PROVIDED DATA
PR #3340, opened 2021-03-02
Add US states to metadata API

faissalMT:
### Description of change
This adds the US State field for metadata along with the relevant seed data

### Checklist

  <details>
  
  </details>
  
  <details>
  
  </details>

### General points

<details>

</details>


.gitignore
```diff
@@ -79,3 +79,7 @@ docker-volumes/
 
 # celery
 celerybeat-schedule
+
+# pycharm
```
vfarah-if, line 83: Remove for the global file

datahub/metadata/metadata.py
```diff
@@ -7,7 +7,7 @@
     InvestmentProjectStageSerializer,
     SectorSerializer,
     ServiceSerializer,
-    TeamSerializer,
+    TeamSerializer, StateSerializer,
```
vfarah-if, line 10: Move this one line below

ccp92: Resolved as part of the fixes for flake8

datahub/omis/order/pricing.py
```diff
@@ -20,9 +20,11 @@ def get_pricing_from_order(order, in_pence=True):
     :returns: an instance of OrderPricing from the obj `order`
     """
     if in_pence:
-        transform = lambda x: x  # noqa: E731
+        def transform(x):
+            return x  # noqa: E731
     else:
-        transform = lambda x: x / 100  # noqa: E731
+        def transform(x):
+            return x / 100  # noqa: E731
```
tomkingston, line 27: Looks good - I think you can remove the noqa comment now that you are using funcs instead of lambdas

tomkingston (approved):
Looks good to me

.gitignore
```diff
@@ -79,3 +79,4 @@ docker-volumes/
 
 # celery
 celerybeat-schedule
+
```
ambrozic, line 82: this is unnecessary change

config/settings/local.py
```diff
@@ -1,10 +1,10 @@
+from config.settings.common import *
 import socket
 import environ
 
 environ.Env.read_env()  # reads the .env file
 env = environ.Env()
 
-from config.settings.common import *
```
ambrozic, line 7: this does not work and it breaks settings. this import order is actually important so that env variables are loaded before common settings module.

config/settings/test.py
```diff
@@ -1,9 +1,9 @@
+from config.settings.common import *
 import environ
 
 environ.Env.read_env()  # reads the .env file
 env = environ.Env()
 
-from config.settings.common import *
```
ambrozic, line 6: same as in `local.py`

datahub/metadata/migrations/0007_initial_us_states.yaml
```diff
@@ -0,0 +1,364 @@
...
+    name: Wyoming
+    country: 81756b9a-5d95-e211-a939-e4115bead28a  
+    state_code: WY
+- model: metadata.state
+  pk: 4ad22904-60b4-42af-a3b3-5db055d8f395
+  fields: 
+    disabled_on: null 
+    name: District of Columbia
+    country: 81756b9a-5d95-e211-a939-e4115bead28a  
+    state_code:
```
ambrozic, line 364: no newline at the end of file

tests.sh
```diff
@@ -1,2 +1,2 @@
 #!/bin/bash -xe
-pytest --cov -s $@
+pytest --cov -s $@
```
ambrozic, line 2: no newline at the end of file

datahub/metadata/models.py
```diff
@@ -111,6 +111,22 @@ class Meta(BaseConstantModel.Meta):
...
+
+    state_code = models.CharField(max_length=2, blank=True)
+    country = models.ForeignKey(
+        Country,
+        null=True,
+        blank=True,
+        related_name='states',
+        on_delete=models.PROTECT,
+    )
+
```
ambrozic, line 125: We need to discuss where and how is `State` model going to be used. Will it be used ie on `Company` model as a new field `address_state` including `country` but same `country` would be duplicated as `address_country` on model `Company`?

Also, `state_code` field in migrations is nullable but here it is not. Seems like `State` model was changes after  migration was created?

ambrozic (changes requested):

ambrozic:
Once all issues are addressed we should also squash as many commits as possible. This is small and focused amount of work and maybe even single commit is enough.

config/settings/common.py
```diff
@@ -704,7 +706,8 @@ def _add_hawk_credentials(id_env_name, key_env_name, scopes):
     },
 }
 
-DIT_EMAIL_INGEST_BLACKLIST = [email.lower() for email in env.list('DIT_EMAIL_INGEST_BLACKLIST', default=[])]
+DIT_EMAIL_INGEST_BLACKLIST = [email.lower()
+                              for email in env.list('DIT_EMAIL_INGEST_BLACKLIST', default=[])]
```
elcct, line 710: I would revert those code formatting changes as it makes code look out of place in comparison to the rest of the code base. There are some guidelines: https://github.com/uktrade/data-hub-api/blob/develop/docs/Coding%20style.md

datahub/metadata/models.py
elcct: I am not sure about the `State` name. It seems too generic and may be confusing without context. Maybe `CountryState` or similar would be more descriptive?

datahub/omis/order/pricing.py
elcct: I would not change the code that does not relate to the goal of the PR

datahub/metadata/models.py
elcct: @ambrozic has a good point regarding the relation to Country. Is there a reason why the relation is "state has a country" rather than "country has a state"?

elcct:
One more thing - we seem to have the US states already in the metadata - https://github.com/uktrade/data-hub-api/blob/9a176dfdab82077ba886ab181e8ff702abb99e5a/datahub/metadata/migrations/0001_administrative_areas.yaml
Is there a reason why this can't be reused?

config/settings/common.py
```diff
@@ -663,6 +663,7 @@ def _add_hawk_credentials(id_env_name, key_env_name, scopes):
 
 # To read data from Activity Stream
 ACTIVITY_STREAM_OUTGOING_URL = env('ACTIVITY_STREAM_OUTGOING_URL', default=None)
+
```
ambrozic, line 666: this change here is still unnecessary

datahub/metadata/admin.py
```diff
@@ -114,6 +114,17 @@ class CountryAdmin(ViewOnlyAdmin):
     list_filter = (DisabledOnFilter, 'overseas_region')
 
 
+@admin.register(models.CountryState)
+class StateAdmin(ViewOnlyAdmin):
```
ambrozic, line 118: this class should be named `CountryStateAdmin`

datahub/metadata/migrations/0007_initial_us_states.py
```diff
@@ -0,0 +1,41 @@
...
+        ('metadata', '0006_update_services'),
+    ]
+
+    operations = [
+        migrations.CreateModel(
+            name='CountryState',
+            fields=[
+                ('disabled_on', models.DateTimeField(blank=True, null=True)),
+                ('id', models.UUIDField(default=uuid.uuid4, primary_key=True, serialize=False)),
+                ('name', models.TextField()),
```
ambrozic, line 30: `name` field on `CountryState` model inherited from `BaseConstantModel` should have `blank=True` but here in migration is going to have it set to `blank=False`. this migration should be recreated (or new one added that sets `blank=True` which is unnecessary)

ambrozic:
i hate to be that guy but we are also missing changelog news fragments file. because [rules](https://github.com/uktrade/data-hub-api/blob/9a176dfdab82077ba886ab181e8ff702abb99e5a/changelog/README.md).

ccp92:
Following discussions in this PR, work has been re-done in administrative areas in #3342

PR #3364, opened 2021-03-19
Feature/cds 94 segment

vfarah-if:
### Checklist

* [ x] If this is a releasable change, has a news fragment been added?

  <details>
  
  </details>
  
* [ x] Has this branch been rebased on top of the current `develop` branch?

  <details>
  
  </details>

* [x ] Is the CircleCI build passing?

### General points

<details>

</details>


datahub/company/test/admin/test_company.py
```diff
@@ -28,6 +28,8 @@ def get_required_company_form_data(company=None):
         company = CompanyFactory.build()
 
     data = {
+        'export_segment': '',
```
vfarah-if, line 31: @mforner13 this is odd behaviour as a result of the empty string default. Going forward this will need to be explicitly set, which I think is a downgrade from the default null values. So we are taking up a character of space and we need to fix tests that don't care about export_segment values, which will become hard to understand for developers as the error is subtle. @ambrozic will be able to elaborate more in this

ambrozic: this is what [django documentation](https://docs.djangoproject.com/en/3.1/ref/models/fields/#null) advises. this whole case is a weird combination of a string field that is a choice and usage of admin endpoint to update the model with blank empty strings for this fields. further more if we want to follow on this in whole repository it will involve a lot of migrations and change tests.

WHAT YOU NEED TO DO
Scan the listing above for the line that has "vfarah-if, line 10: Move this one line below", then copy exactly from that line through the line that has "ambrozic, line 6: same".

SOLUTION
vfarah-if, line 10: Move this one line below

ccp92: Resolved as part of the fixes for flake8

datahub/omis/order/pricing.py
```diff
@@ -20,9 +20,11 @@ def get_pricing_from_order(order, in_pence=True):
     :returns: an instance of OrderPricing from the obj `order`
     """
     if in_pence:
-        transform = lambda x: x  # noqa: E731
+        def transform(x):
+            return x  # noqa: E731
     else:
-        transform = lambda x: x / 100  # noqa: E731
+        def transform(x):
+            return x / 100  # noqa: E731
```
tomkingston, line 27: Looks good - I think you can remove the noqa comment now that you are using funcs instead of lambdas

tomkingston (approved):
Looks good to me

.gitignore
```diff
@@ -79,3 +79,4 @@ docker-volumes/
 
 # celery
 celerybeat-schedule
+
```
ambrozic, line 82: this is unnecessary change

config/settings/local.py
```diff
@@ -1,10 +1,10 @@
+from config.settings.common import *
 import socket
 import environ
 
 environ.Env.read_env()  # reads the .env file
 env = environ.Env()
 
-from config.settings.common import *
```
ambrozic, line 7: this does not work and it breaks settings. this import order is actually important so that env variables are loaded before common settings module.

config/settings/test.py
```diff
@@ -1,9 +1,9 @@
+from config.settings.common import *
 import environ
 
 environ.Env.read_env()  # reads the .env file
 env = environ.Env()
 
-from config.settings.common import *
```
ambrozic, line 6: same as in `local.py`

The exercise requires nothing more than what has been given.